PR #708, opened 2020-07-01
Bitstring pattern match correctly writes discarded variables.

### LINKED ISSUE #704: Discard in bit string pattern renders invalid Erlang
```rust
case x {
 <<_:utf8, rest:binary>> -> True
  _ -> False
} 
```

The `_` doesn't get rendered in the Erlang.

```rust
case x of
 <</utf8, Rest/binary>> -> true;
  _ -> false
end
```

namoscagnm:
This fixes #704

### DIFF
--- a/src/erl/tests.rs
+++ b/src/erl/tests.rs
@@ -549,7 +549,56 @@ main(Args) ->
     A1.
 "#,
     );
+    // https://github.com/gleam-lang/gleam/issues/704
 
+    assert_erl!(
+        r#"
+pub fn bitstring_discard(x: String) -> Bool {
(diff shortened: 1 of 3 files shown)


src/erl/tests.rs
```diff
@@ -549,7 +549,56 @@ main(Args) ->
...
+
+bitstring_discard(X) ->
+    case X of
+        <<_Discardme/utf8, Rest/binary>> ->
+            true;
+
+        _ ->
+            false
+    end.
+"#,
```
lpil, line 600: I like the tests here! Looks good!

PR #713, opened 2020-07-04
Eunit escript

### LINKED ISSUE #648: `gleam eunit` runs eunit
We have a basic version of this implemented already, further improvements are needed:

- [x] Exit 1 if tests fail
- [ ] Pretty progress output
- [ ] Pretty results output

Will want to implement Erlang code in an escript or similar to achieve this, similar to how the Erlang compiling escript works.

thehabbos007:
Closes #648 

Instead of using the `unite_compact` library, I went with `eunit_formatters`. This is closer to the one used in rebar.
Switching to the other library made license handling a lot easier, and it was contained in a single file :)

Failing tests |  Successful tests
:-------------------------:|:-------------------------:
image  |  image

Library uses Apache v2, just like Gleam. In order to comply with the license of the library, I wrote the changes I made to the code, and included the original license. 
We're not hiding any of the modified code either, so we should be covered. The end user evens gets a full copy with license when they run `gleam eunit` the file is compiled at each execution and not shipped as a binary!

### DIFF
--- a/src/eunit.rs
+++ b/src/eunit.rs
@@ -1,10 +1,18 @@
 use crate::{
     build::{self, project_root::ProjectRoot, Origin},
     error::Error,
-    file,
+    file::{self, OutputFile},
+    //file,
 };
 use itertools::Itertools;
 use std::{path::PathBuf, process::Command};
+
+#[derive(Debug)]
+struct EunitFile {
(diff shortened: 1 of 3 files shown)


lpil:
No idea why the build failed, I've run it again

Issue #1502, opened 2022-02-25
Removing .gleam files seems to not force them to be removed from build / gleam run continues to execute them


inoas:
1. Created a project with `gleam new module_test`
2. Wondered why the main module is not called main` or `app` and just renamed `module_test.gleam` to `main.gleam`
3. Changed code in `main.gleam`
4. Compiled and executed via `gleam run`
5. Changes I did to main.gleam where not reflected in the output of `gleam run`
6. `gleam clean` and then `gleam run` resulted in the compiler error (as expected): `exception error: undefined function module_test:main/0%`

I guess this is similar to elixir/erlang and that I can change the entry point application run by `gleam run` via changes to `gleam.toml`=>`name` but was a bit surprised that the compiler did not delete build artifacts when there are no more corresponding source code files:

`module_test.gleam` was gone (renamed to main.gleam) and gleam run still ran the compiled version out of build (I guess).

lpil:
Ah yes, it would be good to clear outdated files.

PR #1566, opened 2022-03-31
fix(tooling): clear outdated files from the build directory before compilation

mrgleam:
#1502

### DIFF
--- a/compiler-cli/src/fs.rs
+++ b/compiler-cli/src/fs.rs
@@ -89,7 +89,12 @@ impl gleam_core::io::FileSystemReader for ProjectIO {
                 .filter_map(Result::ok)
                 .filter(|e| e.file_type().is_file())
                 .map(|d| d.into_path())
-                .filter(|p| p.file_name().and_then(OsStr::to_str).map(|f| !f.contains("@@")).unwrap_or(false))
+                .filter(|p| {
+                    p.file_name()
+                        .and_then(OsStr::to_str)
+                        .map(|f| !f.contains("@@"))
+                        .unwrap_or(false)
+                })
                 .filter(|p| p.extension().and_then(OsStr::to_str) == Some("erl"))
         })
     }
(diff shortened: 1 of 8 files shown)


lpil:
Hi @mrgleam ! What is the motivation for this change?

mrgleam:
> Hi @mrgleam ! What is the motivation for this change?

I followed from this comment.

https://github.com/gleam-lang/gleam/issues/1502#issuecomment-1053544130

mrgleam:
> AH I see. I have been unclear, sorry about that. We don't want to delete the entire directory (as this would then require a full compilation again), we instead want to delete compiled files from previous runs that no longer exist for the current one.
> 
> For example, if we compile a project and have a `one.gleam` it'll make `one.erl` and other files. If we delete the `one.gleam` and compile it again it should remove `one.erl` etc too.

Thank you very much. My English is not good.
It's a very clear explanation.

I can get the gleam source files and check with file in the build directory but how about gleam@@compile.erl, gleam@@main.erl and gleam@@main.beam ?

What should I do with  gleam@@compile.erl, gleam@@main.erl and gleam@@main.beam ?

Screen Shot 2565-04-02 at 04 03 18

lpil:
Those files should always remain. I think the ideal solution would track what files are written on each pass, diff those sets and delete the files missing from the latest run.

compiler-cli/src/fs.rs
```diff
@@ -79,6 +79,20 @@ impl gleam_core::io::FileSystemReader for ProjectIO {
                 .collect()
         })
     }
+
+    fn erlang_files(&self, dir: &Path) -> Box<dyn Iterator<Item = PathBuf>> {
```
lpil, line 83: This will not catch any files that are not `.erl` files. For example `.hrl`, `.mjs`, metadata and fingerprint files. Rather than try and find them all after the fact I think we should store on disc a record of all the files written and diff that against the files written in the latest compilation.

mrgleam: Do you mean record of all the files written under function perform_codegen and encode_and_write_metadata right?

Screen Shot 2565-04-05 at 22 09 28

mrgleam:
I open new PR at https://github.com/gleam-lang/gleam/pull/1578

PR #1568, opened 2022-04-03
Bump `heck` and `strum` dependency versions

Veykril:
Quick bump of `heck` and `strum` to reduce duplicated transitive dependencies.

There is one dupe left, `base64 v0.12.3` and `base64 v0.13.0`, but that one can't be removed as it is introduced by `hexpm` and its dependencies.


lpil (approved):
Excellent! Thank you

------

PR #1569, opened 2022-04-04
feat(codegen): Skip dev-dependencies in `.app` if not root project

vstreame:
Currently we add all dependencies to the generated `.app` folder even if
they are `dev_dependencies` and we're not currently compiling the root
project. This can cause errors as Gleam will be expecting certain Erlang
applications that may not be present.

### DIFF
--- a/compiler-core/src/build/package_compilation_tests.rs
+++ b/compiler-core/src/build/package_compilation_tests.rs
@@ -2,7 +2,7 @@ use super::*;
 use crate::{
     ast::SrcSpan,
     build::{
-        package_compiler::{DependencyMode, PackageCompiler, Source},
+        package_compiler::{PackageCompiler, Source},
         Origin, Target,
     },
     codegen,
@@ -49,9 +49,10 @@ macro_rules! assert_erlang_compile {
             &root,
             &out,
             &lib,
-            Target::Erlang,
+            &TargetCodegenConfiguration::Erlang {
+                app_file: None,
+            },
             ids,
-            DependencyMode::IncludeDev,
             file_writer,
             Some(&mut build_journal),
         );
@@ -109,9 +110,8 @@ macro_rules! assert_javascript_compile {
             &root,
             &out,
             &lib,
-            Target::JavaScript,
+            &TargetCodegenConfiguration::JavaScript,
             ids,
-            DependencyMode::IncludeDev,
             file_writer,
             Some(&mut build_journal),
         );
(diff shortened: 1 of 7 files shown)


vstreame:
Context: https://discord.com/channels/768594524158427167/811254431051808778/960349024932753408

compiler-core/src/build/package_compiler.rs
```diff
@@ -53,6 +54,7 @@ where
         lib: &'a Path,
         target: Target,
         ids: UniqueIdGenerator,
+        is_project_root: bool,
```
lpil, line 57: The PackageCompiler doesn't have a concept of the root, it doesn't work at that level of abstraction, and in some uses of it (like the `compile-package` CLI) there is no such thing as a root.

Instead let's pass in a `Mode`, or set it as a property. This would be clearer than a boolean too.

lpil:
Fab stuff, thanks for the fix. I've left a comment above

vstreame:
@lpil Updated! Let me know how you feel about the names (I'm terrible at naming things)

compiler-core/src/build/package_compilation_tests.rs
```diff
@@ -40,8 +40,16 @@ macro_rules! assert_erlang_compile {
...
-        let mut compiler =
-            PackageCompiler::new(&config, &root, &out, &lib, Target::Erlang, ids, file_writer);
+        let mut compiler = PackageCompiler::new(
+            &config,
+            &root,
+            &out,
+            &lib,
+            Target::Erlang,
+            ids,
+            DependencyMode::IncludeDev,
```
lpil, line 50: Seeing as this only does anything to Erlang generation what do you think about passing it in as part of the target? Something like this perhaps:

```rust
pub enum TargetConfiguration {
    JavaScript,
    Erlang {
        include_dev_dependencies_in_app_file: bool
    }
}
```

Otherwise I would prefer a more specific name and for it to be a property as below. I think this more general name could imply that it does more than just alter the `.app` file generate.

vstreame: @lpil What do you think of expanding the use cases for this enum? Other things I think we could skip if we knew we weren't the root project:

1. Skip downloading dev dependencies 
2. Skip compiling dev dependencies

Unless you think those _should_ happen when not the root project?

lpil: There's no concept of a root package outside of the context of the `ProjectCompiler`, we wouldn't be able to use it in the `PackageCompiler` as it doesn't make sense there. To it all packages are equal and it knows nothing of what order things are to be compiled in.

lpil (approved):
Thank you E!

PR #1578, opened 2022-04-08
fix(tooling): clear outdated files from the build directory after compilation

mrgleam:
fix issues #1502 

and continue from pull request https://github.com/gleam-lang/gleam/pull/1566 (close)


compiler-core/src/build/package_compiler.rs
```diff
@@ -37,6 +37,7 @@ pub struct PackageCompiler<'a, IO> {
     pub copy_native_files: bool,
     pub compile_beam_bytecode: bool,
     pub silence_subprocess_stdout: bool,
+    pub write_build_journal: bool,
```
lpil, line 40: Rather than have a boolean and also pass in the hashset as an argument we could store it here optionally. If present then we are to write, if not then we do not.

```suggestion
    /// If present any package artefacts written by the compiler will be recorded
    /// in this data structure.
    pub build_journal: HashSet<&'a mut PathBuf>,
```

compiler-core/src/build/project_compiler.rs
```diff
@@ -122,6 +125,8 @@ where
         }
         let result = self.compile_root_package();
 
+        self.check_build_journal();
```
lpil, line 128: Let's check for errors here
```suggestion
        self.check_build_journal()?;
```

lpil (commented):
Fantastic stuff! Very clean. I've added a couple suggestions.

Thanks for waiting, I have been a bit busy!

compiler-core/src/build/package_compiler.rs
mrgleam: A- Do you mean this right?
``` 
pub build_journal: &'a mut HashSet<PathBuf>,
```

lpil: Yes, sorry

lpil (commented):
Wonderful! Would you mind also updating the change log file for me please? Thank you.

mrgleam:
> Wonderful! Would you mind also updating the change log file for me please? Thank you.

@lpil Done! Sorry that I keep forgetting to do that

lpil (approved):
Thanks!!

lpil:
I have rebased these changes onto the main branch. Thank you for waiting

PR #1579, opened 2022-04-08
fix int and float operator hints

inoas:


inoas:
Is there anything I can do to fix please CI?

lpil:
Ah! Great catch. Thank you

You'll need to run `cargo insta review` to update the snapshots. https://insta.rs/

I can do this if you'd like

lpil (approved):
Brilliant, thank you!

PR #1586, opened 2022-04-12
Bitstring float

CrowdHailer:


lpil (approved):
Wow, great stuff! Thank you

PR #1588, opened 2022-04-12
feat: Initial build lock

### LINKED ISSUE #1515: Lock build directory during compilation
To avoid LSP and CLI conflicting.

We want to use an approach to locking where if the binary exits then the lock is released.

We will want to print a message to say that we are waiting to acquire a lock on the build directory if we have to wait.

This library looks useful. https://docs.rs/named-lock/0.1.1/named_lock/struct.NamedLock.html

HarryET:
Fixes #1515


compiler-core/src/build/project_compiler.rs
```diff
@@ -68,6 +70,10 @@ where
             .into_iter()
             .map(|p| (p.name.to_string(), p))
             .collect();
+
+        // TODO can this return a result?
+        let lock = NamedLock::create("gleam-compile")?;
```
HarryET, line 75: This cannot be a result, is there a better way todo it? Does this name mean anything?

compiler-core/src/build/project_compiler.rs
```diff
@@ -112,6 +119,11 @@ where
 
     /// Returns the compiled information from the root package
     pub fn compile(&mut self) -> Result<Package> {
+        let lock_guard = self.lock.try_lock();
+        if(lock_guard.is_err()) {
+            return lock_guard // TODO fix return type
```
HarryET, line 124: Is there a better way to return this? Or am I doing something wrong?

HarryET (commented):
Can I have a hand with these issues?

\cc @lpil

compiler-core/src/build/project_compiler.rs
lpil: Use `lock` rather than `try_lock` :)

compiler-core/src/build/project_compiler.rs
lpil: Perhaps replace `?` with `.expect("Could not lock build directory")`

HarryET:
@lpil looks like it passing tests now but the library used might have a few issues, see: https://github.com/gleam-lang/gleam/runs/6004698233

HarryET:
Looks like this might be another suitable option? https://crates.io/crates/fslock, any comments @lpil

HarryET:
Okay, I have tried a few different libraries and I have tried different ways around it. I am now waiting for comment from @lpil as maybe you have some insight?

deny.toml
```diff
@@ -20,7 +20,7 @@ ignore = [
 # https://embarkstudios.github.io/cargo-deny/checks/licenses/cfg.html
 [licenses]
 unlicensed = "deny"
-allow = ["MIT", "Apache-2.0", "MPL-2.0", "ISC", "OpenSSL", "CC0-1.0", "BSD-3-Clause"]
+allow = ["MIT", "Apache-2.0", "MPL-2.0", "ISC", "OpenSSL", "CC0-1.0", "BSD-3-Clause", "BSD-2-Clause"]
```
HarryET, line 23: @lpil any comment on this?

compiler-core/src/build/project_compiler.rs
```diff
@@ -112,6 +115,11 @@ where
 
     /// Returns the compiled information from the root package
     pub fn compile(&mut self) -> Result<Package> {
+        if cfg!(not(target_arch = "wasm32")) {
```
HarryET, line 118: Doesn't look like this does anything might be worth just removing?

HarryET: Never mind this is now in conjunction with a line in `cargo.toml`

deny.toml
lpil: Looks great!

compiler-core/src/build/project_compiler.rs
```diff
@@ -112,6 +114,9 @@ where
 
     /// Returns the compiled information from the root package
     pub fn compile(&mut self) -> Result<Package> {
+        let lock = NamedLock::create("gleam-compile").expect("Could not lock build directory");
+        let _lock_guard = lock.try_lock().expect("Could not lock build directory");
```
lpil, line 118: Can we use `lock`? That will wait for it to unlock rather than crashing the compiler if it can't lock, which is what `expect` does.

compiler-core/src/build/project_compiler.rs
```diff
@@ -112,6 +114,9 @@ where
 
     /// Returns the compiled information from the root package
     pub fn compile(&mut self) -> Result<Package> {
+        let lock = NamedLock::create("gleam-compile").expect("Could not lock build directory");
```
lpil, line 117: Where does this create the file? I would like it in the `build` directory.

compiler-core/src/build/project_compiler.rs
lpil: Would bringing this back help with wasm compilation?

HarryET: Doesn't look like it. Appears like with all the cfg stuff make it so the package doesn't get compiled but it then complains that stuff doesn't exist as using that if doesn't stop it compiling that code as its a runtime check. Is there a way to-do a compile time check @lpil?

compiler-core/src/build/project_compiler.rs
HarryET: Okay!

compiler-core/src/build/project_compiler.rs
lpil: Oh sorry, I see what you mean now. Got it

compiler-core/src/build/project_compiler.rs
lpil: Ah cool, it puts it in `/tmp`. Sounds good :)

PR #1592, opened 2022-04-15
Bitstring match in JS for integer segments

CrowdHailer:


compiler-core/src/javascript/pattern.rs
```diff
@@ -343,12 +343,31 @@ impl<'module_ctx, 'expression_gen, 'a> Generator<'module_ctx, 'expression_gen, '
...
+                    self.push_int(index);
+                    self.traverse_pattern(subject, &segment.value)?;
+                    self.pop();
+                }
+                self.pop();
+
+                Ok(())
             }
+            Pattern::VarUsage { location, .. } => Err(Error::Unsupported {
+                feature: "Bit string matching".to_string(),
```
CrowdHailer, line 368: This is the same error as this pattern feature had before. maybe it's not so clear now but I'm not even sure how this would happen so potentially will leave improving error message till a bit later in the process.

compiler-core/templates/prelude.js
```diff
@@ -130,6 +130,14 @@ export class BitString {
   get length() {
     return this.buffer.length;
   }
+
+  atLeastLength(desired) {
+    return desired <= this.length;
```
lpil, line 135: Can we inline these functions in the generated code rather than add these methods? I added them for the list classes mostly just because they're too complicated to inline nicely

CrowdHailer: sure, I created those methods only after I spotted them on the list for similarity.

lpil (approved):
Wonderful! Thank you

------

Copy out each line of the records where the word "waiting" appears.

Thanks for waiting, I have been a bit busy!
I have rebased these changes onto the main branch. Thank you for waiting
We will want to print a message to say that we are waiting to acquire a lock on the build directory if we have to wait.
Okay, I have tried a few different libraries and I have tried different ways around it. I am now waiting for comment from @lpil as maybe you have some insight?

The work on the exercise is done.